- Source data -

----------

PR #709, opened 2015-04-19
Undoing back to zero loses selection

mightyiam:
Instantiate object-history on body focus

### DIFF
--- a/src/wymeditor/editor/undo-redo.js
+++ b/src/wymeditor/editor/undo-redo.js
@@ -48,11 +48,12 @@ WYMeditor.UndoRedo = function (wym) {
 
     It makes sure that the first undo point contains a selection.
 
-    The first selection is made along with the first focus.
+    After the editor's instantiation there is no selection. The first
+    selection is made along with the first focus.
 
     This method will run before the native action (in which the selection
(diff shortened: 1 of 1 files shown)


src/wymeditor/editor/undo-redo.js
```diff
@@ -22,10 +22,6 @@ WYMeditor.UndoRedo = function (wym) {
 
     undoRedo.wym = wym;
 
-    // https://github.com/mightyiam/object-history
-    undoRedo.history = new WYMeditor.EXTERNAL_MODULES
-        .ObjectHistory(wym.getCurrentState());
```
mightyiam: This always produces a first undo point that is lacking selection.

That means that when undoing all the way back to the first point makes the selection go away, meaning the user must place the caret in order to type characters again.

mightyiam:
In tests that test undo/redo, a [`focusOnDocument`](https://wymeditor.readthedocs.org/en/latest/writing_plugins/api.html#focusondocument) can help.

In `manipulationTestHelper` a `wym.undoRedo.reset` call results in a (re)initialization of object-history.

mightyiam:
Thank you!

----------

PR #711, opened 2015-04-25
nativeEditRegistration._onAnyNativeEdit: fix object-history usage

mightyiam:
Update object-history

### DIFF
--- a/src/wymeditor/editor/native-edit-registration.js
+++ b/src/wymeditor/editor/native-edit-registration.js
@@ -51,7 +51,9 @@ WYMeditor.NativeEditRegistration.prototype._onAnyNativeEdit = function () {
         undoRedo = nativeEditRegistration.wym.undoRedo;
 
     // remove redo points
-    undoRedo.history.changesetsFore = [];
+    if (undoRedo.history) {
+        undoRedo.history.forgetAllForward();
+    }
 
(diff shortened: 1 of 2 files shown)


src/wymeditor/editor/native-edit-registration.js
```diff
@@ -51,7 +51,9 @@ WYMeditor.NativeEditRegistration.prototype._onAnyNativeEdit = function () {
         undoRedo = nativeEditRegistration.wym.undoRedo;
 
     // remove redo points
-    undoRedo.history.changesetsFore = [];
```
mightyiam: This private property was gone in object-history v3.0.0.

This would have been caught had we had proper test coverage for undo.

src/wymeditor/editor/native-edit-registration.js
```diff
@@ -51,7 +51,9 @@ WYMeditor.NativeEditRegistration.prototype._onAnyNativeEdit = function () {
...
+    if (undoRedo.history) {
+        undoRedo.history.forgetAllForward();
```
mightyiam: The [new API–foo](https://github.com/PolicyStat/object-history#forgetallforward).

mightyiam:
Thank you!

----------

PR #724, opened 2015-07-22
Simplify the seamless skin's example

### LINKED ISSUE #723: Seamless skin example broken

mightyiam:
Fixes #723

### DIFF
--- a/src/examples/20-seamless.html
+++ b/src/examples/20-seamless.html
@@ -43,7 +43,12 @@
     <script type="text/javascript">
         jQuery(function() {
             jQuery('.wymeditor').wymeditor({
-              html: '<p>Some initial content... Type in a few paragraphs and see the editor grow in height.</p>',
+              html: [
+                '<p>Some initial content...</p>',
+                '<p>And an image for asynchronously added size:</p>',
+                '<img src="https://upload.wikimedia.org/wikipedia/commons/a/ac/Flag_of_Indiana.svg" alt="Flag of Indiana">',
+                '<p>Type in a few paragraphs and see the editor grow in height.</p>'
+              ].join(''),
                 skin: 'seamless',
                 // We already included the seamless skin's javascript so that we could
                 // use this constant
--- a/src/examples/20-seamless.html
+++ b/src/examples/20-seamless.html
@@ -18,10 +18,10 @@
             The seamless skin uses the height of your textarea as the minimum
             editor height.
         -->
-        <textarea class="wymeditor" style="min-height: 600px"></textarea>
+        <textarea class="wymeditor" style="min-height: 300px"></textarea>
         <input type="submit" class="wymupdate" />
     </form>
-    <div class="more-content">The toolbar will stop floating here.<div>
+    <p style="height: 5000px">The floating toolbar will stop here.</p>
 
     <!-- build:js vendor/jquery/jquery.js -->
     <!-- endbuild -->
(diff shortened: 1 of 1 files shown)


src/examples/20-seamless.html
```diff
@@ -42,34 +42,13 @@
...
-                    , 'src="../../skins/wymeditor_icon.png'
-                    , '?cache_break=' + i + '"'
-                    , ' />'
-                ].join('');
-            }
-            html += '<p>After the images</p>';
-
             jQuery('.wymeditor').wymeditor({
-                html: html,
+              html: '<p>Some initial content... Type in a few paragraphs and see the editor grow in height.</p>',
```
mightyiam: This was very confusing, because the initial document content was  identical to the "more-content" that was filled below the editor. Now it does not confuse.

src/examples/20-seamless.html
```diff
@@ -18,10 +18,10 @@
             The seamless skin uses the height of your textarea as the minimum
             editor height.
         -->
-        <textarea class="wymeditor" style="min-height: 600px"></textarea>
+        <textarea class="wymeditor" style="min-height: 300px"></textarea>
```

----------

- Work to complete -
Repeat, exactly as they stand above, the lines from the line with "PR #709, opened 2015-04-19" to the line with "mightyiam: This always", both lines included.

- Reply to the task -
PR #709, opened 2015-04-19
Undoing back to zero loses selection

mightyiam:
Instantiate object-history on body focus

### DIFF
--- a/src/wymeditor/editor/undo-redo.js
+++ b/src/wymeditor/editor/undo-redo.js
@@ -48,11 +48,12 @@ WYMeditor.UndoRedo = function (wym) {
 
     It makes sure that the first undo point contains a selection.
 
-    The first selection is made along with the first focus.
+    After the editor's instantiation there is no selection. The first
+    selection is made along with the first focus.
 
     This method will run before the native action (in which the selection
(diff shortened: 1 of 1 files shown)


src/wymeditor/editor/undo-redo.js
```diff
@@ -22,10 +22,6 @@ WYMeditor.UndoRedo = function (wym) {
 
     undoRedo.wym = wym;
 
-    // https://github.com/mightyiam/object-history
-    undoRedo.history = new WYMeditor.EXTERNAL_MODULES
-        .ObjectHistory(wym.getCurrentState());
```
mightyiam: This always produces a first undo point that is lacking selection.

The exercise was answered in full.